Importance des écrits. Divers types d’écrits étaient essentiels pour les premières communautés chrétiennes :
- Lettres (Paul, autres) circulaient pour l’enseignement et l’unité.
- Évangiles retraçaient la vie et les enseignements de Jésus.
- Actes racontaient les exploits des apôtres.
- Apocalypses décrivaient la fin des temps.
- Ordres ecclésiastiques régissaient la vie communautaire.
- Apologies défendaient la foi face aux non-croyants.
- Martyrologies relataient les persécutions.
- Traités anti-hérétiques combattaient les croyances divergentes.
Lecture publique. Malgré un taux élevé d’analphabétisme, les livres étaient au cœur de la vie communautaire car ils étaient lus à haute voix lors des rassemblements. Ainsi, même ceux qui ne savaient pas lire pouvaient entendre et apprendre des textes, faisant des documents écrits un pilier de la foi et de la pratique des premiers chrétiens.
3. Le problème : nous ne possédons pas les écrits originaux
De plus, aucune de ces copies n’est totalement exacte, car les scribes qui les ont produites les ont modifiées, involontairement et/ou intentionnellement, à certains endroits.
Copies, pas originaux. Un défi fondamental pour comprendre le Nouveau Testament est que les écrits originaux (les autographes) n’ont pas survécu. Ce que nous avons sont des copies réalisées des années, souvent des siècles, plus tard. Cela signifie que nous ne détenons pas les mots exacts écrits par les auteurs originaux.
Altérations scribales. Le processus de copie manuelle a inévitablement introduit des modifications :
- Erreurs accidentelles (lapsus, omissions visuelles).
- Changements intentionnels (corrections, harmonisations, modifications théologiques).
Tous les scribes, amateurs ou professionnels, ont apporté des modifications, si bien que chaque copie diffère de son modèle à un certain degré.

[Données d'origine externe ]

PR #167, opened 2018-01-28
Graphml

greebie:
**FIX GraphML Output**

* * *

**GitHub issue(s)**:

NA

Fixes problem with label ids.  Unfortunately, this will downgrade the graphml to what we had with GML, where node labels must be copied to gephi by default from the id.

# How should this be tested?

It should work with a) Gephi and b) Borg-reducer.

# Additional Notes:

Future development should attempt to produce a numeric id for nodes and labels.  The possible best way forward is to produce a hash based on the url strings, in order to make it unique.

Perte des premières copies. Non seulement les originaux ont disparu, mais aussi les premières copies, ainsi que les copies de ces copies. Nos manuscrits les plus anciens sont éloignés des originaux de plusieurs siècles, ayant traversé de nombreuses couches de transcription, chacune introduisant de nouvelles variations.
4. Les premiers scribes étaient des amateurs, ce qui engendra de nombreuses erreurs
Il semble que les chrétiens qui copiaient les textes étaient ceux qui désiraient ces textes — c’est-à-dire qu’ils les copiaient pour leur usage personnel et/ou communautaire ou pour d’autres membres de leur communauté.
Copistes non professionnels. Durant les premiers siècles, les textes chrétiens étaient principalement copiés par des membres lettrés de la communauté, non par des scribes professionnels formés. Ces individus, bien que dévoués, étaient plus sujets aux erreurs que des professionnels, ce qui engendra des variations importantes dans les manuscrits anciens.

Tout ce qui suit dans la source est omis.